Synthetic Poly(Vinylalcohol)‐Based Membranes for Cartilage Surgery and Repair

Cell‐based therapies for cartilage repair are continually being developed to treat osteoarthritis. The cells are either introduced directly by intra‐articular injection or via a cell‐seeded matrix scaffold. Here, poly(vinylalcohol)‐based membranes are developed to be used for mesenchymal stem cell implantation in cartilage repair procedures, having controllable physicochemical properties such as porosity, mechanical strength, and permeability, and a unique self‐sealing property.

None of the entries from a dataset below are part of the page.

PR #2771, opened 2024-08-26
fix: Make the config file be treated as multiline by re

Yaminyam:
The re package, which deals with regular expressions in python, is not in Multiline mode by default.
This can cause problems with syntax that checks for line-related items such as ^ when dealing with multi-line files.
Therefore, we set the re.M mode when creating a pattern object


achimnol (approved):
Thanks!

PR #2785, opened 2024-08-29
chore: change vastdata API token span

fregataa:
Change Vast data client's API token life span since there are some API call failure due to outdate tokens.


adrysn (approved):
LGTM.

PR #2806, opened 2024-09-04
fix: improper variable declaration position on service creation SDK

fregataa:


leksikov:
LGTM. That fix should solve the issue

PR #2819, opened 2024-09-09
feat: Insert container id to kernel obj of registry

fregataa:
follow-up #2178 

Some kernel objects in agent's registry does not have container id.
Let `sync_container_lifecycles()` insert container id to such kernel objects.


fregataa:

PR #2825, opened 2024-09-10
feat: Support setting health check interval for model service

### LINKED ISSUE #2817: Support setting health check interval for model service runtimes
### Main idea

On current implementation we do not have a way to set interval of health check requests periodically sent by Kernel Runner (`ai.backend.kernel`). Let's extend the runner to support controlling the value.

- [ ] Add a new key definition on `ai.backend.common.config.model_definition_iv` which describes the interval of health check request
- [ ] Update kernel runner (and agent also) implementation to resepct the health check interval value set by user

### Alternative ideas

_No response_

### Anything else?

_No response_

jopemachine:
Fix #2817.

The existing code does not allow adjusting the `interval` between health check requests, and the `max_wait_time` is always used as both the interval and the response timeout value.

This PR keeps the `max_wait_time` as the value that triggers a timeout and adds a separate setting that specifies the health check `interval`.

## Detail

For example, if a health check request is successful, the next health check request will be sent after the `interval`.

If the health check request fails, meaning the server responds but with an incorrect response code, the next health check request will be sent after waiting for the `interval`.

If the server does not respond, the health check request will be sent after waiting for the `max_wait_time`.

---

- [ ] Determine a sensible default value for the `interval`


jopemachine:
* **#2825** <a href="https://app.graphite.dev/github/pr/lablup/backend.ai/2825?utm_source=stack-comment-icon" target="_blank">Graphite</a> 👈
* `main`

<h2></h2>

kyujin-cho (commented):
Please refactor the health check process to utilize `aiotools.create_timer()`.

jopemachine:
Remaining tasks: We need to decide on the default value for the interval and the milestones.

The membranes possess a bilayer structure with a less porous layer providing mechanical strength and selective permeability, exhibit an elastic modulus of between 0.3 and 0.9 MPa, and are permeable to molecules <40 kDa, which is in the range of cartilage permeability. Three different peptide ligands with the sequences Ac‐GCGYGRGDSPG, Ac‐GCG(OPG)4REGOFG(OPG)4, and Ac‐GCG(OPG)7, respectively, are conjugated to the membranes and subject to in vitro cell adhesion and differentiation assays. Col I/Col II gene expression ratios indicated that the collagen‐mimetic peptide, Ac‐GCG(OPG)7, best supported mesenchymal stem cell differentiation into the chondrogenic lineage. Although low retention of the membrane is observed in vivo in a rabbit knee model, results suggest that the membrane was able to facilitate mesenchymal stem cell implantation and differentiation to chondrocytes. These PVA‐based membranes provide a feasible, synthetic, off‐the‐shelf material for the delivery of stem cells, and can be modified for other surgical applications.